(Saved data entries)
- Opening Delimiter -

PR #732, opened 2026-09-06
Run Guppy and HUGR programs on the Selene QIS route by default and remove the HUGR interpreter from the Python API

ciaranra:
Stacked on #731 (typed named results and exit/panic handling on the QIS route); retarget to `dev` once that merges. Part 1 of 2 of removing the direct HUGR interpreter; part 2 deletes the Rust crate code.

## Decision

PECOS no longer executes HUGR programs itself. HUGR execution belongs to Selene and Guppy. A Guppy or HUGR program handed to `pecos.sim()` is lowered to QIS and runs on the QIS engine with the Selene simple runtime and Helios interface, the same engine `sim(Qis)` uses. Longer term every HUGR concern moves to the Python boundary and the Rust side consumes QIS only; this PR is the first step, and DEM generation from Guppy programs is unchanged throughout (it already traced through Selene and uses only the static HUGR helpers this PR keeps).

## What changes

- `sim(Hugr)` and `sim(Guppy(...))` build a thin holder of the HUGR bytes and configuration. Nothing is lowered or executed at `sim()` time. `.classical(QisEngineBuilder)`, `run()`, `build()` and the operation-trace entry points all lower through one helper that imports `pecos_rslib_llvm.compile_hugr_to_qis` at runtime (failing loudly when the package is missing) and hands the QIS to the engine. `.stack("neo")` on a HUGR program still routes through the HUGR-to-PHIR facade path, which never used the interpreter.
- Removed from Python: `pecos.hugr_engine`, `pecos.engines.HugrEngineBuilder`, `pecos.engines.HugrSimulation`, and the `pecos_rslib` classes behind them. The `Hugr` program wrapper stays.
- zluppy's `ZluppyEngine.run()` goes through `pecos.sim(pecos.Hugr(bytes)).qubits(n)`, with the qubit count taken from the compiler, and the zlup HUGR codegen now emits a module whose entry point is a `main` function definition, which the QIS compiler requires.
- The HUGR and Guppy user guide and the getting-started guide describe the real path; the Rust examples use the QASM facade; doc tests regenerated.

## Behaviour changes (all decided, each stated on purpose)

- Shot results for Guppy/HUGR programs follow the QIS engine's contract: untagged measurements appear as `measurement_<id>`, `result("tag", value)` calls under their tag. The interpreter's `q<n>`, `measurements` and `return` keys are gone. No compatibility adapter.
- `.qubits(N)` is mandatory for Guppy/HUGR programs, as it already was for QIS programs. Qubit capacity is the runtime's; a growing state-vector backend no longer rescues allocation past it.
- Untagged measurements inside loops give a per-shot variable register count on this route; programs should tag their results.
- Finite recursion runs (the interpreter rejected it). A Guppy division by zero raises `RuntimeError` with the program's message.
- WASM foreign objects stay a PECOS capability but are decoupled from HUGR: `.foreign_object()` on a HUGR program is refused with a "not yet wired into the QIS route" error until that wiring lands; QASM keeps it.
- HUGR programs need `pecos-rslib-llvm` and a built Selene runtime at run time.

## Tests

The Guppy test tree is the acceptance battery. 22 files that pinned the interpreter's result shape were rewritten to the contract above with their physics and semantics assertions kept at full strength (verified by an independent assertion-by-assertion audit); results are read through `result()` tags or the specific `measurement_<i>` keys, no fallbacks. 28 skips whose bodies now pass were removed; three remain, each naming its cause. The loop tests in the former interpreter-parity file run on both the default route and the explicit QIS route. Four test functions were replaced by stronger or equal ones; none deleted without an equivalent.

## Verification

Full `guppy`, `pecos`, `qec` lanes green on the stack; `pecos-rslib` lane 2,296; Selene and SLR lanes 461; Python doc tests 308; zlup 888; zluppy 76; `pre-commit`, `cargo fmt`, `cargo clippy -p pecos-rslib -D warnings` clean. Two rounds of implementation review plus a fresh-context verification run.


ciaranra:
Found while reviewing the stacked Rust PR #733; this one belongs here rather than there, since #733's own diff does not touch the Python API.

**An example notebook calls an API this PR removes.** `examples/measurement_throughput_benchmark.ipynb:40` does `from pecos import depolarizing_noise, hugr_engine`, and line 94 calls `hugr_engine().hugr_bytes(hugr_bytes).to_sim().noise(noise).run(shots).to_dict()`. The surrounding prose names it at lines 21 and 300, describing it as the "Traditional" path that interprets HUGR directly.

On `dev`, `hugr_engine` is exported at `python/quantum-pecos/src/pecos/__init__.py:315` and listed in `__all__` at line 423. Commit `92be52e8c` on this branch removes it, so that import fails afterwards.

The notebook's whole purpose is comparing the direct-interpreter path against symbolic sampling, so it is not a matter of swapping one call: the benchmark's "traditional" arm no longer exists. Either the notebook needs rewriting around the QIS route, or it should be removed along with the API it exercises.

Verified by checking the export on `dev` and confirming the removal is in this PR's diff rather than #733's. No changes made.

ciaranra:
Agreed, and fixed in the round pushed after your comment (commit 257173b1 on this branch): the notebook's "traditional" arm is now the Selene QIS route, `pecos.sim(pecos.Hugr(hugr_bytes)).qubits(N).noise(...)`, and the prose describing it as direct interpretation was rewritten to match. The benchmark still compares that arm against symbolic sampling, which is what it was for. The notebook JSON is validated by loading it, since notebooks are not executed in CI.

- Closing Delimiter -
- Opening Delimiter -

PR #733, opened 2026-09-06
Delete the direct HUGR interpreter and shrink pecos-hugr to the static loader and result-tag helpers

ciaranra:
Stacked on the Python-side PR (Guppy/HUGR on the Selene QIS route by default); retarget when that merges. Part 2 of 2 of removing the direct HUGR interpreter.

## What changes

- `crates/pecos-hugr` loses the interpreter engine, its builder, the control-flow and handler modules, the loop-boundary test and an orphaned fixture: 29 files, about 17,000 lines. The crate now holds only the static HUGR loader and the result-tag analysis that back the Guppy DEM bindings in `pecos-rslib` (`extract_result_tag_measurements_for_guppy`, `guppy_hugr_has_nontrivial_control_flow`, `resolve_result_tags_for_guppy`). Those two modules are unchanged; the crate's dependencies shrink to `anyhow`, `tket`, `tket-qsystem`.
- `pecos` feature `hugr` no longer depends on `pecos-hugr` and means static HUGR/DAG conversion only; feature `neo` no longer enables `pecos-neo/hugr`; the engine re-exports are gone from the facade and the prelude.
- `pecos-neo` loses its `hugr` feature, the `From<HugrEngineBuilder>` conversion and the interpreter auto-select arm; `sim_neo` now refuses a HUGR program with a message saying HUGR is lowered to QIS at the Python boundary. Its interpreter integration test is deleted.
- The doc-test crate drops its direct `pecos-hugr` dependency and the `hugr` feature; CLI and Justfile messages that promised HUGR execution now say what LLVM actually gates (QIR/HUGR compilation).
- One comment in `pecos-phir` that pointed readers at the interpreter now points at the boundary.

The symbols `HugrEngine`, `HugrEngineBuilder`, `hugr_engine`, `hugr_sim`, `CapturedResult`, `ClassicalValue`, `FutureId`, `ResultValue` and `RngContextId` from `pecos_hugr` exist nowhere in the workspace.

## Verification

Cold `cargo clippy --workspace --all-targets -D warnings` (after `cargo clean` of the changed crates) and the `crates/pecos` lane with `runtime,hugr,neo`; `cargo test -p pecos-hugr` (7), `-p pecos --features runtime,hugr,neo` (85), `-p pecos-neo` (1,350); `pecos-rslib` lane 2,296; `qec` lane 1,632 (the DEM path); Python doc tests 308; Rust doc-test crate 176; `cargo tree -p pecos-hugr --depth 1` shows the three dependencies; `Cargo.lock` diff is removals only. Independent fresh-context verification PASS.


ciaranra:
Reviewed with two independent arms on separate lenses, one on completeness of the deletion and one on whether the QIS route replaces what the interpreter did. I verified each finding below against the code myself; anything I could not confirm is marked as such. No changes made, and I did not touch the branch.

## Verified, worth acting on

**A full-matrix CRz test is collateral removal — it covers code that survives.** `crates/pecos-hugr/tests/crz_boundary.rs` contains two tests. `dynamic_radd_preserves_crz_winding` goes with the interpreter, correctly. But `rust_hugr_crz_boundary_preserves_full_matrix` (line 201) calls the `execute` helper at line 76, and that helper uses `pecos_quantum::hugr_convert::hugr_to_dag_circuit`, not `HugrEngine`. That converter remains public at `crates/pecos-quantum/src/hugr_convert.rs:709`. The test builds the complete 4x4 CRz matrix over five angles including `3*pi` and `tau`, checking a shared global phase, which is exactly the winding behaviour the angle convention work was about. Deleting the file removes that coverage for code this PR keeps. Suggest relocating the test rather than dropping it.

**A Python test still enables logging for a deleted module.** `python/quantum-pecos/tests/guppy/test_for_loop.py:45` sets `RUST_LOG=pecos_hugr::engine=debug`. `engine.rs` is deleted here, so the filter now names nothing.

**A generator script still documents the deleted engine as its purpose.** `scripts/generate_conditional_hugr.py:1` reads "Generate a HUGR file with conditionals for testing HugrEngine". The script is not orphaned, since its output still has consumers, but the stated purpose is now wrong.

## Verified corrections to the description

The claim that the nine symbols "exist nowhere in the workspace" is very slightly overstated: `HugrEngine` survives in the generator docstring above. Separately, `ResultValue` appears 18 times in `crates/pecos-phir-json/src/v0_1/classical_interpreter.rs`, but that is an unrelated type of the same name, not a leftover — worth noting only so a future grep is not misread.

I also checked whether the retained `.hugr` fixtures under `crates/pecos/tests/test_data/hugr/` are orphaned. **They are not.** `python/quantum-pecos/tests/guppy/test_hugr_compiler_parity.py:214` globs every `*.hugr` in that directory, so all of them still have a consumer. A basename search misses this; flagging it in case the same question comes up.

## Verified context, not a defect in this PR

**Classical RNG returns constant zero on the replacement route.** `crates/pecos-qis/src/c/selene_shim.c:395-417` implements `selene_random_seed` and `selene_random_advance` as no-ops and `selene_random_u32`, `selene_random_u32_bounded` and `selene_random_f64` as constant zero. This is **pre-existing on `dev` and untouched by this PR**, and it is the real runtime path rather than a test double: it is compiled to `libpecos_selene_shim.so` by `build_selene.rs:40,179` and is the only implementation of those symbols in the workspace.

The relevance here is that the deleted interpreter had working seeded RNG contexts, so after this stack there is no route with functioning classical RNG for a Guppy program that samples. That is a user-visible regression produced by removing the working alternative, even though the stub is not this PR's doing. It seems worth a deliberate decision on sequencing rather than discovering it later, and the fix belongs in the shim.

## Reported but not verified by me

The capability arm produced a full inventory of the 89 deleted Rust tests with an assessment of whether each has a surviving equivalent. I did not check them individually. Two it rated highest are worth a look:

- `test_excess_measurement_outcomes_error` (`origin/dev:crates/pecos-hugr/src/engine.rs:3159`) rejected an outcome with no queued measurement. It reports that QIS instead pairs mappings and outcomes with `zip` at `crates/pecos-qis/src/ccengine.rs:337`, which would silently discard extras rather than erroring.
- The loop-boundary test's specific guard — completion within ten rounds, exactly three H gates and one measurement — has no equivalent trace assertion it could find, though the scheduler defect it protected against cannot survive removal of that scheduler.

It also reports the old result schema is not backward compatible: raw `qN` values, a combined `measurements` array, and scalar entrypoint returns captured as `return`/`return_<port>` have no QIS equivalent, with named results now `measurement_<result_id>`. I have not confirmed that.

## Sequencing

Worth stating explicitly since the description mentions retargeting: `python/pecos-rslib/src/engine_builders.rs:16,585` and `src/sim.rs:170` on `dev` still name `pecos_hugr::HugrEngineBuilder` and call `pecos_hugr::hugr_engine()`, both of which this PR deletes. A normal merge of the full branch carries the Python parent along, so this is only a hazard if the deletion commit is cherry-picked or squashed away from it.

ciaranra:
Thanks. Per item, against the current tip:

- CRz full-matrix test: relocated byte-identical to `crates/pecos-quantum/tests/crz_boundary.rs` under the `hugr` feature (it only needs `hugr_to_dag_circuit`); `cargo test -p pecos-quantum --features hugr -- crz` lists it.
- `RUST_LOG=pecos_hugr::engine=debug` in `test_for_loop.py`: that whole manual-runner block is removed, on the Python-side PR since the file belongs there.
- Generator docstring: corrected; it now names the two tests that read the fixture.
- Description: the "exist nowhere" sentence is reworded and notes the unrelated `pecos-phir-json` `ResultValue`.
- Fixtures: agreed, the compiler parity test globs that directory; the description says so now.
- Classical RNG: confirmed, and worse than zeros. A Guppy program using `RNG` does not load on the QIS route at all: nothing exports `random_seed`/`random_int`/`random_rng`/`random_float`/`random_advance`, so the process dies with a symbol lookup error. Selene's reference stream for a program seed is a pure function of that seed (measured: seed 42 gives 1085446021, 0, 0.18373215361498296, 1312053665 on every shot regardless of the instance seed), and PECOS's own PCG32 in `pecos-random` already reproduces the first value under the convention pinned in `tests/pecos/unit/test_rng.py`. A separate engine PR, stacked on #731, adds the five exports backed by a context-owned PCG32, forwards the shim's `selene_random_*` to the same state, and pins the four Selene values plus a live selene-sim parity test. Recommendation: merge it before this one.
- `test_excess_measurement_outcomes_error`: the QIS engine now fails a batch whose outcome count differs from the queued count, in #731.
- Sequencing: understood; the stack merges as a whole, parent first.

- Closing Delimiter -

Reproduce each line of the records in which "runs" appears.

PECOS no longer executes HUGR programs itself. HUGR execution belongs to Selene and Guppy. A Guppy or HUGR program handed to `pecos.sim()` is lowered to QIS and runs on the QIS engine with the Selene simple runtime and Helios interface, the same engine `sim(Qis)` uses. Longer term every HUGR concern moves to the Python boundary and the Rust side consumes QIS only; this PR is the first step, and DEM generation from Guppy programs is unchanged throughout (it already traced through Selene and uses only the static HUGR helpers this PR keeps).
- Finite recursion runs (the interpreter rejected it). A Guppy division by zero raises `RuntimeError` with the program's message.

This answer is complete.